───── Records supplied

PR #1135, opened 2026-07-13
Feature: Cancellation support for TransformAsync

glen-nicol:
Following [this discussion](https://github.com/reactivemarbles/DynamicData/discussions/1126#discussioncomment-17551854) I decided to revert back to just an additional overload of TransformAsync instead of using TransferAsyncCancel. I removed the ambiguous overload. 

I decided it was best to extend the existing pattern of using the overload with the most parameters and modified existing operators to use the new overload that has the cancellation token parameter and just discarded that argument for the overloads with fewer parameters.

I added support to the List variant too and modified the internals on that one to avoid a cancelation of one from releasing the async lock of another in the same stream.

### DIFF
--- a/src/DynamicData.Tests/API/ApiApprovalTests.DynamicDataTests.DotNet9_0.verified.txt
+++ b/src/DynamicData.Tests/API/ApiApprovalTests.DynamicDataTests.DotNet9_0.verified.txt
@@ -1964,6 +1964,14 @@ namespace DynamicData
             where TDestination :  notnull
             where TSource :  notnull
             where TKey :  notnull { }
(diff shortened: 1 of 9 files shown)


JakenVeina (changes requested):
Looks alright. Not sure if I completely follow all the exception logic in the List version, but I suppose it makes sense to swallow exceptions related to cancellation. Kinda makes me think `Observable.FromAsync()` ought to be the one doing that.

I do need to see some tests added for new functionality, though, even if they're mostly performative. If you can add some, great, otherwise I'll get around to it eventually, assuming I've got write access to your branch.

glen-nicol:
k, I can appreciate that thought on cancellation. I think the Object disposed handler has to stay though since there is no guarantee that the transform function will return immediately and complete before the outer subscription of the Observable.Using disposes of the async lock.

I added a couple simple tests to ensure cancellation is connected to disposal.

JakenVeina (approved):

──────────

» **Task objective**: Set down each record above without changing a single word.

» **Response box**:
PR #1135, opened 2026-07-13
Feature: Cancellation support for TransformAsync

glen-nicol:
Following [this discussion](https://github.com/reactivemarbles/DynamicData/discussions/1126#discussioncomment-17551854) I decided to revert back to just an additional overload of TransformAsync instead of using TransferAsyncCancel. I removed the ambiguous overload. 

I decided it was best to extend the existing pattern of using the overload with the most parameters and modified existing operators to use the new overload that has the cancellation token parameter and just discarded that argument for the overloads with fewer parameters.

I added support to the List variant too and modified the internals on that one to avoid a cancelation of one from releasing the async lock of another in the same stream.

### DIFF
--- a/src/DynamicData.Tests/API/ApiApprovalTests.DynamicDataTests.DotNet9_0.verified.txt
+++ b/src/DynamicData.Tests/API/ApiApprovalTests.DynamicDataTests.DotNet9_0.verified.txt
@@ -1964,6 +1964,14 @@ namespace DynamicData
             where TDestination :  notnull
             where TSource :  notnull
             where TKey :  notnull { }
(diff shortened: 1 of 9 files shown)


JakenVeina (changes requested):
Looks alright. Not sure if I completely follow all the exception logic in the List version, but I suppose it makes sense to swallow exceptions related to cancellation. Kinda makes me think `Observable.FromAsync()` ought to be the one doing that.

I do need to see some tests added for new functionality, though, even if they're mostly performative. If you can add some, great, otherwise I'll get around to it eventually, assuming I've got write access to your branch.

glen-nicol:
k, I can appreciate that thought on cancellation. I think the Object disposed handler has to stay though since there is no guarantee that the transform function will return immediately and complete before the outer subscription of the Observable.Using disposes of the async lock.

I added a couple simple tests to ensure cancellation is connected to disposal.

JakenVeina (approved):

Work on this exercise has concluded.